The green data points need to be predicted by the model and are used as rows in the target vector *y*.
Be aware that this only works for a one-dimensional time series of a single `id` and `kind`.

.. image:: ../images/rolling_mechanism_2.png
   :scale: 100 %
   :alt: The rolling mechanism
   :align: center

Parameters and Implementation Notes
-----------------------------------

The above example demonstrates the overall rolling mechanism, which creates new time series.
Now, we discuss the naming convention for the new time series.

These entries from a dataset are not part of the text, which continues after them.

PR #939, opened 2024-12-19
charts: Replace hardcoded namespaces

atanasdinov:

Removes the hardcoded namespace values used within the different chart hooks.

There are some resources created in the default namespace across the `pre-install-job` and `post-upgrade-job` hooks. Should those be updated as well?
- https://github.com/rancher/turtles/blob/main/charts/rancher-turtles/templates/post-upgrade-job.yaml#L54
- https://github.com/rancher/turtles/blob/main/charts/rancher-turtles/templates/pre-install-job.yaml#L7
- https://github.com/rancher/turtles/blob/main/charts/rancher-turtles/templates/pre-install-job.yaml#L61
- https://github.com/rancher/turtles/blob/main/charts/rancher-turtles/templates/pre-install-job.yaml#L83

**Checklist**:

- [X] squashed commits into logical changes
- [ ] includes documentation
- [ ] adds unit tests

### DIFF
--- a/charts/rancher-turtles/templates/post-delete-job.yaml
+++ b/charts/rancher-turtles/templates/post-delete-job.yaml
@@ -41,7 +41,7 @@ metadata:
 subjects:
   - kind: ServiceAccount
     name: post-delete-job
-    namespace: rancher-turtles-system
+    namespace: '{{ .Values.rancherTurtles.namespace }}'
 roleRef:
   kind: ClusterRole
   name: post-delete-job-delete-webhooks
--- a/charts/rancher-turtles/templates/post-upgrade-job.yaml
+++ b/charts/rancher-turtles/templates/post-upgrade-job.yaml
@@ -4,7 +4,7 @@ apiVersion: v1
 kind: ServiceAccount
 metadata:
   name: post-upgrade-job
-  namespace: rancher-turtles-system
+  namespace: '{{ .Values.rancherTurtles.namespace }}'
   annotations:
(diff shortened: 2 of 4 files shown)


salasberryfin:
Thanks @atanasdinov, I agree this is a sensible thing to support. Maybe it would be great to also have some kind of test that validates that nothing breaks if a user specifies a custom namespace (just to be 100% sure), did you have the chance to test it yourself? There may be some "hidden" references to `rancher-turtles-system` as it's been considered "Turtles' namespace" until now, that could eventually beak something.

I think it makes sense to also create `pre-install`/`post-upgrade` jobs in the user-specified namespace. This one you're also linking https://github.com/rancher/turtles/blob/451c249449b9371dc9cc04263e14fff972c6bb16/charts/rancher-turtles/templates/pre-install-job.yaml#L7 disables the existing Rancher CAPI feature and should stay the same, though.

atanasdinov:
As far as manual testing goes, I didn't see any problems. I also tried to install the chart in a different namespace and there wasn't an issue (where both the chart namespace, as well as the one defined in the values file are the same).

The respective hook jobs are now also transferred over to the chart namespace and confirmed to be working properly. The only caveat for the pre-install ones is that the namespace has to be created first -- either manually or via `--create-namespace` during the Helm install process (I assume Rancher does it?).

Let me know what you think.

Danil-Grigorev (approved):

alexander-demicev (approved):

PR #369, opened 2019-03-12
Nb/rv selection

nic0lette:


nic0lette:
This is actually just a merge from master -> nb/rv-selection to get that one back mostly in sync with other PRs before the next steps.

PR #371, opened 2019-03-12
Add ActionMode framework.

nic0lette:
Change-Id: I818485adb8783f6707f30b892375ba00410e578d

### DIFF
--- a/app/src/main/java/com/google/samples/apps/sunflower/GardenFragment.kt
+++ b/app/src/main/java/com/google/samples/apps/sunflower/GardenFragment.kt
@@ -102,10 +102,7 @@ class GardenFragment : Fragment() {
             }
             actionMode?.title =
                 resources.getQuantityString(
-                    R.plurals.garden_action_mode_count,
-                    /* quantity= */ selectedCount,
-                    /* parameter value */ selectedCount
-                )
+                        R.plurals.garden_action_mode_count, selectedCount, selectedCount)
         }
     }
 
--- a/app/src/main/java/com/google/samples/apps/sunflower/GardenFragment.kt
+++ b/app/src/main/java/com/google/samples/apps/sunflower/GardenFragment.kt
@@ -18,9 +18,12 @@ package com.google.samples.apps.sunflower
 
 import android.os.Bundle
 import android.view.LayoutInflater
+import android.view.Menu
+import android.view.MenuItem
 import android.view.View
 import android.view.ViewGroup
-import androidx.activity.OnBackPressedCallback
+import androidx.appcompat.app.AppCompatActivity
+import androidx.appcompat.view.ActionMode
 import androidx.fragment.app.Fragment
 import androidx.lifecycle.Observer
 import androidx.lifecycle.ViewModelProviders
@@ -36,6 +39,8 @@ import com.google.samples.apps.sunflower.viewmodels.GardenPlantingListViewModel
 
 class GardenFragment : Fragment() {
 
+    private var actionMode: ActionMode? = null
+
     private lateinit var selectionTracker: SelectionTracker<Long>
     private lateinit var selectionObserver: GardenSelectionObserver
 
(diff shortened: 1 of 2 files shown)


app/src/main/java/com/google/samples/apps/sunflower/GardenFragment.kt
```diff
@@ -92,7 +89,24 @@ class GardenFragment : Fragment() {
...
 
     private fun onSelectionChanged(selectedCount: Int) {
-        // TODO: Enable/disable ActionMode when items are selected.
+        if (selectedCount == 0) {
+            actionMode?.let {
+                it.finish()
+                actionMode = null
+            }
+        } else {
+            (requireActivity() as? AppCompatActivity)?.let { activity ->
```
XinyueZ: I don't think that `requireActivity()` returns `nullable`.
(Because of `nullable` by `getActivity()`, Google provides `requireActivity()` which doesn't return `null`, as I know.)

app/src/main/java/com/google/samples/apps/sunflower/GardenFragment.kt
```diff
@@ -101,23 +115,36 @@ class GardenFragment : Fragment() {
...
-            if (selectionTracker.hasSelection()) {
-                selectionTracker.clearSelection()
-                true
-            } else {
-                false
-            }
+    /**
+     * Inner class to encapsulate handling of the [ActionMode] in my garden.
+     */
+    private inner class GardenActionModeCallback : ActionMode.Callback {
```
XinyueZ: Take care, `inner class` has an implicit pointer to parent class(Fragment).

I do not know that Google uses for a standard solution to face the `inner class` (like java inner class), however, in my recent project, I did like this, which could be a bit of advice here:

```kotlin

inner class Foo(lifecycleOwner: LifecycleOwner) : LifecycleObserver {
        private var lifecycleOwner: LifecycleOwner? = lifecycleOwner
  
        @OnLifecycleEvent(Lifecycle.Event.ON_DESTROY)
        fun onDestroy() {
            lifecycleOwner?.lifecycle?.removeObserver(this)
            lifecycleOwner = null
        }

        fun foo() = lifecycleOwner?.let {
                //TODO with foo task here.
         }
}

```

app/src/main/java/com/google/samples/apps/sunflower/GardenFragment.kt
nic0lette: You're right, it's not `nullable`, but it returns a `FragmentActivity`, and we need an `AppCompatActivity`. The `as?` does the, try to cast this to an `AppCompatActivity`. If it *can't* (I don't know why it wouldn't, really), then, rather than throwing, make the value `null`. :)

app/src/main/java/com/google/samples/apps/sunflower/GardenFragment.kt
nic0lette: Sure, but the `inner class` isn't passed anywhere, and so, while the fragment and inner class point at one another, nothing will prevent them both from being freed when the Fragment is released.

app/src/main/java/com/google/samples/apps/sunflower/GardenFragment.kt
tiembo: :point_up: that's a great explanation.  Add it as a comment?

app/src/main/java/com/google/samples/apps/sunflower/GardenFragment.kt
```diff
@@ -92,7 +89,24 @@ class GardenFragment : Fragment() {
...
+        } else {
+            (requireActivity() as? AppCompatActivity)?.let { activity ->
+                if (actionMode == null) {
+                    actionMode = activity.startSupportActionMode(GardenActionModeCallback())
+                }
+            }
+            actionMode?.title =
+                resources.getQuantityString(
+                    R.plurals.garden_action_mode_count,
+                    /* quantity= */ selectedCount,
```
tiembo: I think it's ok to omit the param comments (they're not mentioned during other usages of `getQuantityString`)

nic0lette: Done.

PR #378, opened 2019-03-22
Use ArchTaskExecutor instead of InstantTaskExecutorRule

skydoves:
### Use ArchTaskExecutor instead of InstantTaskExecutorRule

```kotlin
@get:Rule
var instantTaskExecutorRule = InstantTaskExecutorRule()
```

The issue is that this one does not provide a real thread for main thread and accepts all threads as main; hence might hide some bugs by having a different behavior than the real implementation. (and it is likely to be deprecated - removed). by __yigit__.

#### Modified:
- removed InstantTaskExecutorRule
- added TaskExecutorUtils : registerTaskExecutor(), unRegisterTaskExecutor()

### DIFF
--- a/app/src/androidTest/java/com/google/samples/apps/sunflower/data/GardenPlantingDaoTest.kt
+++ b/app/src/androidTest/java/com/google/samples/apps/sunflower/data/GardenPlantingDaoTest.kt
@@ -16,29 +16,26 @@
 
 package com.google.samples.apps.sunflower.data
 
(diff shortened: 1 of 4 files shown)


XinyueZ:
@skydoves  I think Google has updated the test framework internal already, could you check?

XinyueZ:
@tiembo I think the newest google's repo has updated corresponded APIs.

PR #396, opened 2019-04-25
Nb/rv selection

nic0lette:


nic0lette:
Merged and pushed via merge on the CL.

PR #400, opened 2019-04-26
[FIX] Warning on call deprecated WorkManager.getInstance()

XinyueZ:
Call `WorkManager.getInstance(context)` instead.


tiembo:
Thanks!

PR #406, opened 2019-05-11
Initialize the ViewModel using the extension function

madroidmaq:
I replaced `ViewModelProviders.of(lifecycleOwner, factory).get(class)` with the `vimeModels` extension in `fragment-ktx`, which seems to be more in line with the `Kotlin` syntax, like this:

**From** 

```kotlin
val factory = InjectorUtils.provideGardenPlantingListViewModelFactory(requireContext())
val viewModel = ViewModelProviders.of(this, factory).get(GardenPlantingListViewModel::class.java)
```

**To**

```kotlin
private val viewModel: GardenPlantingListViewModel by viewModels {
        InjectorUtils.provideGardenPlantingListViewModelFactory(requireContext())
    }
```

Official documents can be viewed [here](https://developer.android.com/reference/kotlin/androidx/fragment/app/package-summary#viewmodels) .


nic0lette:
This is awesome! Thanks for the PR!

PR #407, opened 2019-05-14
Oberve LiveData with  Extension function

madroidmaq:
I used the extension function `observe` in `LiveData` to make adjustments to the code in the project, which seems to be more in line with the `Kotlin` syntax, like this:

**From** 

```kotlin
viewModel.gardenPlantings.observe(viewLifecycleOwner, Observer { plantings ->
    binding.hasPlantings = !plantings.isNullOrEmpty()
})
```

**To**

```kotlin
viewModel.gardenPlantings.observe(viewLifecycleOwner) { plantings ->
    binding.hasPlantings = !plantings.isNullOrEmpty()
}
```

### DIFF
--- a/app/src/main/java/com/google/samples/apps/sunflower/GardenFragment.kt
+++ b/app/src/main/java/com/google/samples/apps/sunflower/GardenFragment.kt
@@ -22,7 +22,7 @@ import android.view.View
 import android.view.ViewGroup
 import androidx.fragment.app.Fragment
 import androidx.fragment.app.viewModels
-import androidx.lifecycle.Observer
+import androidx.lifecycle.observe
 import com.google.samples.apps.sunflower.adapters.GardenPlantingAdapter
 import com.google.samples.apps.sunflower.databinding.FragmentGardenBinding
 import com.google.samples.apps.sunflower.utilities.InjectorUtils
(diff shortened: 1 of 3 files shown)


madroidmaq:
What is the meaning of LGTM?

pfmaggi:
LGTM stands for Looks Good To Me

madroidmaq:
thanks

nic0lette:
Generally looks great! Can you clean up the minor things with spotless and then we can merge this?

madroidmaq:
@piotrek1543 You are right. 
`plants != null` means `plants` is nullable, there is no need to add a comment, but `Android Studio` will think `plants != null` is not necessary, like this:

image

This is because the Room database is declared to be non-nullable, like this:

```kotlin
    @Query("SELECT * FROM plants ORDER BY name")
    fun getPlants(): LiveData<List<Plant>>
```
You can find his definition [here](https://github.com/googlesamples/android-sunflower/blob/master/app/src/main/java/com/google/samples/apps/sunflower/data/PlantDao.kt). I think it should be defined as follows:

```kotlin
    @Query("SELECT * FROM plants ORDER BY name")
    fun getPlants(): LiveData<List<Plant>?>
```

Form `LiveData<List<Plant>>` To `LiveData<List<Plant>?>`, From notnull to nullable.

You can find the implementation class `PlantDao_Impl.java` generated by Room in the `app/build/generated/source/kapt/debug/[package_name]/data/PlantDao_Impl.java` directory.

tiembo:
Thank you @madroidmaq !

For the `.observe` extension function issue, can you file an issue at https://developer.android.com/jetpack/docs/feedback?

Issue #419, opened 2019-06-03
README Support section refers to a Google+ community


gryclmn:
The README Support section links to a Google+ Community. Since Google+ is shut down should this be removed?

tiembo:
Yep - thanks for submitting the PR!

PR #421, opened 2019-06-03
Removed Google+ community reference since Google+ is shutdown.

gryclmn:
This PR is regarding issue #419.

Removed reference and link to Google+ Community since Google+ is shutdown.


tiembo:
Thank you!

PR #424, opened 2019-06-04
Ref PlantDao to return LiveData type, change to nullable type

madroidmaq:
According to the SQL statement, the query from the database by id does not necessarily return a value. Therefore, the generics in LiveData should be nullable.

This is also confirmed in the code(`PlantDao_Impl`) generated by the Room, as follows:

image

In addition, in the `PlantDetailFragment` class will also determine whether the plant is null, as follows:

image


madroidmaq:
@XinyueZ  Sure, I like to do this. I think the commit should be atomized as much as possible, so I did this in another commit(#426).

XinyueZ:
> @XinyueZ Sure, I like to do this. I think the commit should be atomized as much as possible, so I did this in another commit(#426).

🤝

PR #426, opened 2019-06-05
Using let instead if condi check

madroidmaq:
using `let` instead `if condi` check, you  can see more details here(#424).


nic0lette:
This looks good, but I wonder, what if `shareText` was something more like:

```
private val shareText
    get() = plantDetailViewModel.plant.value?.let { plant ->
        getString(R.string.share_text_plant, plant.name)
    } ?: ""
```

This would remove the need to have the observer, and it seems like the string would be correct when it's needed.

What are your thoughts, @XinyueZ (Ping @tiembo :)

tiembo:
Spoke with @nic0lette offline - let's give the `get()` approach a try.

madroidmaq:
The way to use `get()` is really elegant, I have made some adjustments.

ImYoungUn:
@madroidmaq  @XinyueZ   I'm sorry to be a novice at the "pull request" action, but can you tell me why this pool request is not merged?

PR #433, opened 2019-06-17
Change Plant List Page to use GridLayout

BatmanInGotham2:
Changed XML file of Plant List fragment to use GridLayout Manager instead of LinearLayoutManager, and changed GridLayout to use two columns instead of one. This is a setup PR to update the Plant List page to use Material Design cards.

Screen Shot 2019-06-17 at 2 55 22 PM

Screen Shot 2019-06-17 at 2 55 36 PM

### DIFF
--- a/app/src/main/res/values/dimens.xml
+++ b/app/src/main/res/values/dimens.xml
@@ -34,4 +34,7 @@
     <dimen name="navigation_drawer_header_height">192dp</dimen>
     <dimen name="navigation_drawer_header_padding">16dp</dimen>
     <dimen name="navigation_drawer_image_width">100dp</dimen>
+
+    <!-- Number of columns for garden and plant list grid -->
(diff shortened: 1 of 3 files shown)


app/src/main/res/values/dimens.xml
```diff
@@ -34,4 +34,7 @@
     <dimen name="navigation_drawer_header_height">192dp</dimen>
     <dimen name="navigation_drawer_header_padding">16dp</dimen>
     <dimen name="navigation_drawer_image_width">100dp</dimen>
+
+    <!-- Number of columns for garden and plant list grid -->
+    <integer name="grid_columns">2</integer>
```
YassinAJDI: Why not move `<integer name="grid_columns">2</integer>` inside `res/integers.xml`

The `dimens.xml` file should only contain dimension values with a unit of measure.

PR #929, opened 2025-05-05
[BugFix] Update `doc` tag code completion template

aswamy:

Closes https://github.com/Shopify/developer-tools-team/issues/691

- Bug Fix: When you code complete `doc` tag, it does not place all of the example code in the docs as content

NOTE: There is a bug where `enddoc` does not code complete and this is known. This is a limitation on how our ohm rules are written.

## Tophat

- checkout this code
- `yarn install & yarn build`
- F5
- Create a block/snippet and attempt to add `doc` tag
  - If you select it from the dropdown, it should code complete the tag + it's associated end tag. The cursor should be in the middle of the `doc` tag
  - If you type `@`, it should code complete with `@param`, `@description`, and `@example` without forcing code completion using `ctrl + space`

## Release

<video src="https://github.com/user-attachments/assets/8a87a27e-4014-4b35-b072-7e745eaa77eb" />

### DIFF
--- a/.changeset/honest-queens-lie.md
+++ b/.changeset/honest-queens-lie.md
@@ -1,0 +1,5 @@
+---
+'@shopify/theme-language-server-common': patch
+---
+
+[BugFix] Update `doc` tag code completion template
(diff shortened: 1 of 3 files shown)


jamesmengo:
sweet! Thanks for the quick fix 🔥

Issue #930, opened 2025-05-06
[Theme Check] MatchingTranslations rule handling Customer Accounts translations incorrectly


jamespeilow:
**Describe the bug**

When running `shopify theme check`, the `MatchingTranslations` reports errors for the `customer_accounts.` namespaced translations when a merchant has changed one or more of the Customer Accounts translations.

When the merchant changes one of the Customer Accounts translations, the changed string gets added to the theme locale JSON file under the `customer_accounts` namespace. However only the changed line gets added and only to the changed language's locale JSON file, causing Theme Check to then report the `MatchingTranslations` error as the translation is missing from the other locales.

The `customer_accounts.` translations all exist, and are visible in the Admin under in Languages and in Translate & Adapt, but they don't exist in a themes locales JSON files. This is the same behaviour as how  Checkout translations are handled.

**Expected behaviour**

The `MatchingTranslations` rule should ignore translations that start with `customer_accounts.`, similarly to how it ignores translations starting `shopify.`

**Actual behaviour**

The `MatchingTranslations` rule reports missing translations when a `customer_accounts.` translation does not appear in every locale file.

![Image](https://github.com/user-attachments/assets/fd5c18fe-7acc-4916-afea-5b0128c3fdb8)

**Additional context**

This issue isn't an problem with Checkout translations, as these get added under the `shopify` namespace, which is excluded by the `isShopifyPath` check in the `MatchingTranslations` rule - https://github.com/Shopify/theme-tools/blob/90577cd2b5381eb6b8c50cde00186dccf0088577/packages/theme-check-common/src/checks/matching-translations/index.ts#L51

Updating that function to also return true for paths starting `customer_accounts.` would fix the issue:

```js
    const isShopifyPath = (path: string) => path.startsWith('shopify.') || path.startsWith('customer_accounts.');
```

karreiro:
👋 Hey @jamespeilow,

Thanks for reporting this!

The `shopify.` is indeed a special case. However, it looks like in the `customer_accounts` scenario, the matching translations feature is correctly identifying and reporting missing translations, as we can see in the example below:

https://github.com/user-attachments/assets/832f66a9-0339-47a5-8804-dc75c7537b22

Thanks again for highlighting this! Please let me know if I've misunderstood the issue you're experiencing.

jamespeilow:
Hi @karreiro 

I believe that `customer_accounts` should also be handled as a special case, the same way that `shopify.` translations are. 

[...]

PR #931, opened 2025-05-06
Fix MatchingTranslations check for Accounts translations

jamespeilow:

Fixes: https://github.com/Shopify/theme-tools/issues/930

Update `MatchingTranslations` theme check to prevent reporting issues with Customer Accounts translations.
- Extends the `isShopifyPath` check in the matching translations check so that issues are not reported if the locale path starts with `shopify.` _or_ `.customer_accounts.`
- Adds tests

## Before you deploy


jamespeilow:
I have signed the CLA!

Issue #933, opened 2025-05-06
Bug: Block Allowances check should skip static blocks


miazbikowski:
**Describe the bug**
https://share.descript.com/view/65pNWIzRNpk

When checking for allowed blocks, we should skip blocks that are static, since they are not required to be in the schema's `"blocks"` list.

**Source**
http://github.com/Shopify/horizon/pull/4076/files
(see the Theme Check warning)

**Expected behaviour**
We can have a **static** block in the json template that is not in the allowances of its parent and not get a warning.

**Actual behaviour**
We are getting a Theme Check warning that the block is not allowed in the parent block.

PR #940, opened 2025-05-07
handle static blocks in template validation

NathanPJF:

Fixes: https://github.com/Shopify/theme-tools/issues/933

As the issue says, static blocks do not need to be in the `blocks` array. In fact, they often aren't to prevent adding multiple blocks intended only to be included once.

PR removes erroneous theme-check error in template files. However, it does not check if a static block referenced in the template is actually used by the Liquid section/block file.  New issue made: https://github.com/Shopify/theme-tools/issues/941

## Before you deploy

### DIFF
--- a/.changeset/rotten-dots-breathe.md
+++ b/.changeset/rotten-dots-breathe.md
@@ -1,0 +1,5 @@
+---
+'@shopify/theme-check-common': patch
+---
+
+Fix validation for static blocks in JSON templates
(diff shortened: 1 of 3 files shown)


jamesmengo (approved):
Thanks for cleaning up the code as well!

🎩 went well and the code LGTM

NathanPJF:
@jamesmengo I just made an issue now :) https://github.com/Shopify/theme-tools/issues/941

For identifying every subsequence, `tsfresh` uses the time stamp of the point that will be predicted together with the old identifier as "id".
For positive rolling, this `timeshift` is the last time stamp in the subsequence.
For negative rolling, it is the first one, for example the above dataframe rolled in negative direction gives us:

+-------+------+----+----+
| id    | time |  x |  y |
+=======+======+====+====+
| (1,1) |    1 |  1 |  5 |
+-------+------+----+----+
| (1,1) |    2 |  2 |  6 |
+-------+------+----+----+
| (1,1) |    3 |  3 |  7 |
+-------+------+----+----+
| (1,1) |    4 |  4 |  8 |
+-------+------+----+----+
| (1,2) |    2 |  2 |  6 |
+-------+------+----+----+
| (1,2) |    3 |  3 |  7 |
+-------+------+----+----+
| (1,2) |    4 |  4 |  8 |
+-------+------+----+----+
| (1,3) |    3 |  3 |  7 |
+-------+------+----+----+
| (1,3) |    4 |  4 |  8 |
+-------+------+----+----+
| (1,4) |    4 |  4 |  8 |
+-------+------+----+----+
| (2,8) |    8 | 10 | 12 |
+-------+------+----+----+
| (2,8) |    9 | 11 | 13 |
+-------+------+----+----+
| (2,9) |    9 | 11 | 13 |
+-------+------+----+----+

which you could use to predict the current value using the future time series values (if that makes sense in your case).

Choosing a non-default `max_timeshift` or `min_timeshift` would make the extracted sub-time-series smaller or even remove them completely (e.g. with `min_timeshift = 1` the ``(1,1)`` (i.e. ``id=1,timeshift=1``) of the positive rolling case would disappear).
Using a ``rolling_direction`` with a larger absolute value (e.g. -2 or 2) will skip some of the windows (in this case, every second).